First off, in what world do Ashton Kutcher and Natalie Portman make sense as a couple? Not only do their acting reputations clash, but since when does the highly intelligent doctor-in-training fall in love with the frat guy? Strictly sleeping together is believable, but what happens when the MIT graduate actually wants to have an intellectual conversation with her beer-for-brains boyfriend? There is a reason that this movie was called No Strings Attached and not friends with benefits, because there is no basis for their relationship. Ashton Kutcher’s character initially searches for casual sex to forget about the fact that his father is dating his ex-girlfriend, which isn’t a healthy reason to start a physical relationship with someone. This also isn’t the first time in the movie that Kutcher’s character turns to Portman’s over familial struggles.

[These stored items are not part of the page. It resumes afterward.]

PR #265, opened 2026-04-17
Add Nix flake definition for reproducible builds

josephvoss:
Adds `flake.nix` to define how this package should be built on systems running [nix][nix-link]. Also commit the `flake.lock` file to pin the specific dependencies at build time.

By default support aarch64 and x86_64 for macos and linux. Run the Make command directly because `cc` on Nix systems is a wrapper file and not a binary directly, so the `file` check in `scripts/build.sh` fails to identify the host architecture correctly.

Include lib2git as an optional dev shell dependency since it's detected by `pkg-config` in the build script to link to `lib2git` if it exists at build time.

[nix-link]: https://nixos.org/

### DIFF
--- a/flake.lock
+++ b/flake.lock
@@ -1,0 +1,27 @@
+{
+  "nodes": {
+    "nixpkgs": {
+      "locked": {
+        "lastModified": 1776255774,
+        "narHash": "sha256-psVTpH6PK3q1htMJpmdz1hLF5pQgEshu7gQWgKO6t6Y=",
+        "owner": "NixOS",
+        "repo": "nixpkgs",
+        "rev": "566acc07c54dc807f91625bb286cb9b321b5f42a",
+        "type": "github"
+      },
+      "original": {
+        "owner": "NixOS",
+        "ref": "nixpkgs-unstable",
+        "repo": "nixpkgs",
+        "type": "github"
+      }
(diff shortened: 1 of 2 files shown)


DeusData:
Thanks @josephvoss — clean, focused PR with proper supply-chain hygiene (pinned nixpkgs commit + narHash, no random fetchurl, only standard nixpkgs build inputs). Verified:

- Two new files only, fully opt-in — `nix build` / `nix develop` paths only; non-Nix users are unaffected
- License declaration in `flake.nix` matches the repo's MIT LICENSE
- The `scripts/build.sh` bypass is well-justified — `cc` as a Nix wrapper script breaks the `file`-based arch detection, and Nix stdenv already provides the correct compiler context
- buildPhase calls the existing `Makefile.cbm cbm` target with `-j$NIX_BUILD_CORES`; no new build steps, no command injection surface
- `flake.lock` lastModified resolves to 2026-04-14, consistent with the PR open date

Two small follow-ups I'll either drive or accept later — not blockers:
- The hardcoded `version = "0.6.0"` will drift; could be templated from `git describe` or fed via an env var
- `flake.lock` will need periodic refreshes for nixpkgs security patches (standard Nix maintenance)

Merging now.

PR #273, opened 2026-04-18
feat(cbm): add full Pine Script support to C memory graph server

vinay-veerappa:


vinay-veerappa:
add pinescript indexing

DeusData:
Landed Pine Script support as 048f1b4 on main with you as the commit author. I distilled the change to use the project's existing language-add pipeline rather than vendoring the grammar verbatim from this PR — wanted to get the supply chain story right and avoid a couple of issues that would have made an as-is merge tricky:

- The PR's `parser.c` was a 46k-line drop without provenance — no upstream URL, no LICENSE, and the `tree_sitter_pine` symbol matched several plausible grammars. I confirmed via byte-identical `scanner.c` that the source was [kvarenzn/tree-sitter-pine](https://github.com/kvarenzn/tree-sitter-pine), then re-vendored from there via `scripts/vendor-grammar.sh` so the provenance is recorded. The upstream is ISC-licensed (declared in `package.json` rather than a top-level LICENSE file), so I wrote a vendored `LICENSE` with the ISC text + upstream URL for clarity.

- The PR's wiring choices in `lang_specs.c` were correct — I cross-checked all 12 node names (`function_declaration_statement`, `type_definition_statement`, `source_file`, `call`, `variable_definition_statement`, `tuple_declaration_statement`, `if_statement`, `switch_statement`, `for_statement`, `for_in_statement`, `while_statement`, `reassignment_statement`) against `grammar.js` and they all exist. Kept all of them.

- The PR also bundled an unrelated `Makefile.cbm` change (`scripts/embed-frontend.sh` → `sh scripts/embed-frontend.sh`) which is a different concern from Pine Script; dropped that.

- Registered Pine in `scripts/new-languages.json` so the language-add pipeline tracks it alongside the other 89 entries, and ran `scripts/audit-grammar-security.sh` on the vendored grammar — clean (no system/popen/exec/socket/mmap/dlopen, only standard string/stdint/stdbool/stdlib includes, no constructor/destructor attrs, no inline asm).

You're co-authored on the squashed commit. Full suite passes at 2840 / 0 under ASan + UBSan. Thanks for the work — the node-type selections were the most useful part of the PR and the upstream grammar identification fell out from your scanner.c being byte-identical to kvarenzn's.

Closing in favor of the cherry-picked commit.

PR #279, opened 2026-04-21
fix: INHERITS edges missing for Java extends+implements

loaychlih:
## Problem

`extract_base_classes()` in `internal/cbm/extract_defs.c` had two bugs
that caused most INHERITS edges to be missing for Java (and likely other
languages using similar AST field names).

### Bug 1 — Early return loses multiple inheritance targets

The field loop returned immediately on the first match:

```c
for (const char **f = fields; *f; f++) {
    TSNode super = ts_node_child_by_field_name(node, *f, ...);
    if (!ts_node_is_null(super)) {
        return make_single_base(...);  // ← returns here, never checks interfaces
    }
}
```

For `class Foo extends Bar implements Baz`, it found `superclass` → returned
immediately → never processed `super_interfaces`. Result: 1 edge instead of 2.

### Bug 2 — cbm_node_text returns full node text including keywords

Calling `cbm_node_text` on the `superclass` field node returned
`"extends Bar"` instead of `"Bar"`. On `super_interfaces` it returned
`"implements Baz, Qux"` instead of the individual names.

## Fix

Added `collect_bases_from_field()` which:
- Walks into child AST nodes to extract `type_identifier` / `generic_type` /
  `qualified_name` text directly (skips keyword nodes like `extends`/`implements`)
- Handles `type_list` / `interface_type_list` children for multiple interfaces
- Strips generic args at `<` (e.g. `List<String>` → `List`)
- Falls back to raw `cbm_node_text` for languages where the field IS the type name

The field loop now collects from **all** matching fields before returning.

## Result

Tested on [Modelio](https://github.com/ModelioOpenSource/Modelio)
(Java codebase, 253 files):

|                 | Before | After   |
|-----------------|--------|---------|
| INHERITS edges  | 3      | **116** |

Example edges now correctly emitted:
- `DefaultLinkTool` → `DefaultDiagramTool` (extends)
- `DefaultLinkTool` → `ILinkTool` (implements)

### DIFF
--- a/internal/cbm/extract_defs.c
+++ b/internal/cbm/extract_defs.c
@@ -1083,6 +1083,83 @@ static const char **extract_csharp_base_list(CBMArena *a, TSNode node, const cha
     return NULL;
 }
 
+// Walk a field node and collect type identifier names into out[].
+// Handles: direct type_identifier/generic_type/qualified_name, type_list children
+// (Java interfaces list), and raw text fallback (other languages).
+static int collect_bases_from_field(CBMArena *a, TSNode field_node, const char *source,
+                                    const char **out, int out_cap) {
+    int count = 0;
+    const char *fk = ts_node_type(field_node);
+
+    // If the field node itself is a type node, extract directly.
+    if (strcmp(fk, "type_identifier") == 0 || strcmp(fk, "generic_type") == 0 ||
+        strcmp(fk, "qualified_name") == 0 || strcmp(fk, "scoped_type_identifier") == 0 ||
+        strcmp(fk, "user_type") == 0) {
+        char *t = cbm_node_text(a, field_node, source);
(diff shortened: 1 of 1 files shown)


DeusData:
Thanks @loaychlih — clean diagnosis (two distinct bugs in the same function, with a nice repro on Modelio showing 3 → 116 INHERITS edges) and a bounds-safe fix that drops in cleanly alongside the existing arena-pool pattern in this file. Verified: max writes ≤ `MAX_BASES_MINUS_1` with the per-iteration `count < out_cap` checks, no new system/network/file calls, the `count == 0` fallback correctly preserves behavior for non-Java grammars where the field IS the type name. Merging now and pushing a small follow-up that adds a regression test for the extends+implements case so this doesn't silently regress.

PR #281, opened 2026-04-21
fix: wire cbm_store_get_architecture into handle_get_architecture MCP handler

### LINKED ISSUE #280: get_architecture does not return architecture aspects described in README (only histograms / schema)
## Summary

The `get_architecture` MCP tool does **not** return the rich architecture sections promised in the README (languages, packages, entry points, routes, hotspots, boundaries, layers, clusters). Instead, it only returns histograms: `node_labels`, `edge_types`, and (sometimes) `relationship_patterns`, along with `project`, `total_nodes`, and `total_edges`.

## Details and Evidence
- According to `README.md` and published documentation, `get_architecture` is supposed to return an “architecture overview” – with languages, packages, entry points, routes, hotspots, boundaries, layers, clusters, etc.
- In the current implementation (as of v0.6.0, commit `bebc6d8...`), the `handle_get_architecture` function does **not** call the actual architecture computation layer (`cbm_store_get_architecture`).
- Instead, the only conditionally emitted outputs (contingent on `aspects`) are:
    - `node_labels` (when requesting aspect `"structure"`)
    - `edge_types` (when requesting aspect `"dependencies"`)
    - `relationship_patterns` (when requesting aspect `"routes"`, and only if available)
- No other architecture fields/sections are present, regardless of what’s passed in `aspects` (including `"all"`).
- There is never a top-level field or sub-object for `languages`, `packages`, `entry_points`, `routes` (beyond `relationship_patterns`), `hotspots`, `boundaries`, `layers`, `clusters`, or anything more structured than these label/type histograms.
- The underlying repo’s store and data model **do** have support for these richer outputs (`cbm_store_get_architecture`, `cbm_architecture_info_t`, etc.), but the MCP handler does not use or expose them. This is not just a documentation error—the implementation simply does not serialize those fields in its responses.

## Impact
- Cursor, the CLI, and all clients receive only histogram summaries. There is no way to get e.g. a package or dependency list, route summaries, cluster/layer outputs, or cross-package boundaries via the public API.
- This makes much of the README’s description for `get_architecture` and most “architecture-aware” integrations misleading or broken.

## Example
A typical `get_architecture` response (as of v0.6.0):
```json
{
  "project": "demo",
  "total_nodes": 550,
  "total_edges": 2140,
  "node_labels": [ ... label histogram ... ],
  "edge_types": [ ... type histogram ... ]
}
```
- There are never block sections for languages/packages/routes/etc.
- aspect blocks or `aspects: ['all']` do not change or expand the available sections.

## Steps to reproduce
1. Index any (sufficiently large) repository.
2. Call `get_architecture` via JSON-RPC with only `{ "project": "name" }` or any combination of `aspects`.
3. Observe that only label/type histograms are returned, not the additional architecture sections described in the README.
   
## Suggested resolution
- Update `handle_get_architecture` in `src/mcp/mcp.c` to actually call `cbm_store_get_architecture(...)` and serialize *all* available aspects/sections (languages, packages, entry_points, etc.) in the returned JSON, matching README coverage.
- Or: if architectural extraction is not intended to be available, clearly update the README and docs to match the much more restricted result set.

OliverEvans96:
`get_architecture` only ever returned label/type histograms (`node_labels`, `edge_types`, `relationship_patterns`) because `handle_get_architecture` never called `cbm_store_get_architecture` — the rich architecture computation layer was completely bypassed regardless of which `aspects` were requested.

## Changes

- **Extract aspects for store dispatch** — parse the JSON `aspects` array into a `const char*[]` and pass it to `cbm_store_get_architecture`, which already handles `"all"` and per-name filtering internally
- **Serialize all populated architecture sections** — after calling the store, emit each non-empty field from `cbm_architecture_info_t`:
  - `languages` (`language`, `file_count`)
  - `packages` (`name`, `node_count`, `fan_in`, `fan_out`)
  - `entry_points` (`name`, `qualified_name`, `file`)
  - `routes` (`method`, `path`, `handler`)
  - `hotspots` (`name`, `qualified_name`, `fan_in`)
  - `boundaries` (`from`, `to`, `call_count`)
  - `layers` (`name`, `layer`, `reason`)
  - `file_tree` (`path`, `type`, `children`)
- **Preserve existing histogram fields** — `node_labels`, `edge_types`, `relationship_patterns`, and `cross_repo_links` are unchanged
- **Proper cleanup** — `cbm_store_architecture_free` called before return

Fixes #280

### DIFF
--- a/src/mcp/mcp.c
+++ b/src/mcp/mcp.c
@@ -1738,11 +1738,11 @@ static char *handle_get_architecture(cbm_mcp_server_t *srv, const char *args) {
     const char *aspects_strs[MCP_COL_16];
     int aspects_strs_count = 0;
     if (aspects_arr) {
-        size_t aidx;
-        size_t amax;
-        yyjson_val *aval2;
-        yyjson_arr_foreach(aspects_arr, aidx, amax, aval2) {
-            const char *s = yyjson_get_str(aval2);
+        size_t aspect_idx;
+        size_t aspect_max;
+        yyjson_val *aspect_val;
+        yyjson_arr_foreach(aspects_arr, aspect_idx, aspect_max, aspect_val) {
+            const char *s = yyjson_get_str(aspect_val);
             if (s && aspects_strs_count < MCP_COL_16) {
                 aspects_strs[aspects_strs_count++] = s;
             }
--- a/src/mcp/mcp.c
+++ b/src/mcp/mcp.c
@@ -1733,8 +1733,29 @@ static char *handle_get_architecture(cbm_mcp_server_t *srv, const char *args) {
         }
     }
 
+    /* Build a C string array from aspects for cbm_store_get_architecture.
+     * Strings point into aspects_doc memory so aspects_doc must outlive this array. */
+    const char *aspects_strs[MCP_COL_16];
+    int aspects_strs_count = 0;
+    if (aspects_arr) {
+        size_t aidx;
+        size_t amax;
+        yyjson_val *aval2;
+        yyjson_arr_foreach(aspects_arr, aidx, amax, aval2) {
+            const char *s = yyjson_get_str(aval2);
+            if (s && aspects_strs_count < MCP_COL_16) {
+                aspects_strs[aspects_strs_count++] = s;
+            }
+        }
+    }
+
     cbm_schema_info_t schema = {0};
     cbm_store_get_schema(store, project, &schema);
+
+    cbm_architecture_info_t arch = {0};
+    cbm_store_get_architecture(store, project,
+                               aspects_strs_count > 0 ? aspects_strs : NULL,
+                               aspects_strs_count, &arch);
 
     int node_count = cbm_store_count_nodes(store, project);
     int edge_count = cbm_store_count_edges(store, project);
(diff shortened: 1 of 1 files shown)


DeusData:
Thanks @OliverEvans96 — clean diagnosis (the architecture computation was sitting upstream of the MCP boundary, completely bypassed) and the wiring is straightforward. Verified the API surface (`cbm_store_get_architecture`, `cbm_architecture_info_t`, `cbm_store_architecture_free` all in store.h), the `aspects_doc` lifetime story checks out (your comment is correct), the stack buffer is capped at MCP_COL_16, and `yyjson_mut_obj_add_str` on NULL silently no-ops (no crash surface).

Merging now and pushing a small follow-up that:
- adds the `x ? x : ""` NULL coercion to match the rest of mcp.c (lines 1305, 1308, 2381, 2382, 2383 in current main do this consistently — without it, a NULL field becomes a missing JSON key rather than an empty string)
- serializes `clusters` and `services` so the architecture computation isn't dropping data on the floor for those two aspects
- adds an MCP-level regression test asserting the new sections appear when the store has architecture data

No Strings Attached mocks using sex to cure your loneliness and avoid being vulnerable, which is the perfect recipe for falling in love. Not having strings attached to a relationship should mean having sex with a stranger, someone you barely even know. You don’t mingle with their friends, you don’t see them in public, you don’t invite them to dinner with your dad and you especially don’t go within 100 miles of them while they have their period, let alone make a “Period Mix-Tape” for them. The relationship is doomed from the get-go and every time either Kutcher or Portman try to emphasize the fact that they’re “just friends” having sex they look even dumber. Not to mention how hard Portman tries to be emotionless about the whole situation, yet freaks out about it every other scene. I know this is supposed to be a romantic comedy, but if someone is really trying to start having casual sex with no strings attached they’re better off calling a prostitute.

Friends With Benefits has a more tongue-in-cheek attitude towards two friends trying to have casual sex. Forget about the flashmobs for a second. This is the way a friends with benefits relationship should be perceived whether or not one person ends up falling in love with the other. Unfortunately only specific personality types can elicit that kind of attitude. Mila Kunis’ character's quick-witted speech and Justin Timberlake’s shamelessness make having casual sex with a friend look like a blast, not an emotional mess.

Before they begin having sex they have some kind of friendship even if it’s not fully developed. From the onset there is an apparent comfort between them that is not present in No Strings Attached. In addition, neither of them have an ulterior motive for having sex. The healthiness behind their intentions tricks you into thinking that it could possibly work, despite Kunis being infected by the fairy tale ending virus.

The aspect of this relationship that is most admirable is their complete and total honesty with each other about their quirks in the bedroom. However, it’s that comfort and openness with another person that inevitably bonds two people deeper than physical attraction, whether or not one of them realizes. That openness replaces any kind of romantic gestures one might do for the other. Timberlake never tries to be Kunis’ Prince Charming, so even when he brings her home to his family, emphasizing that they’re “just friends” doesn’t feel contrived.

Unlike in NSA, in FWB there is no animosity, jealousy or hard real sadness, until Timberlake has to defend their relationship to his sister and Kunis overhears him calling her crazy. Sadly, I think the directors are forced to steer the film in that direction for the sake of the romantic comedy standards, but up until that point Kunis and Timberlake really could have been great friends with benefits, not that they resemble any real life friends with benefits stories I’ve ever heard of. Nevertheless, it would be great if twenty-somethings actually interacted like that with each other instead of masking their feelings with beer goggles.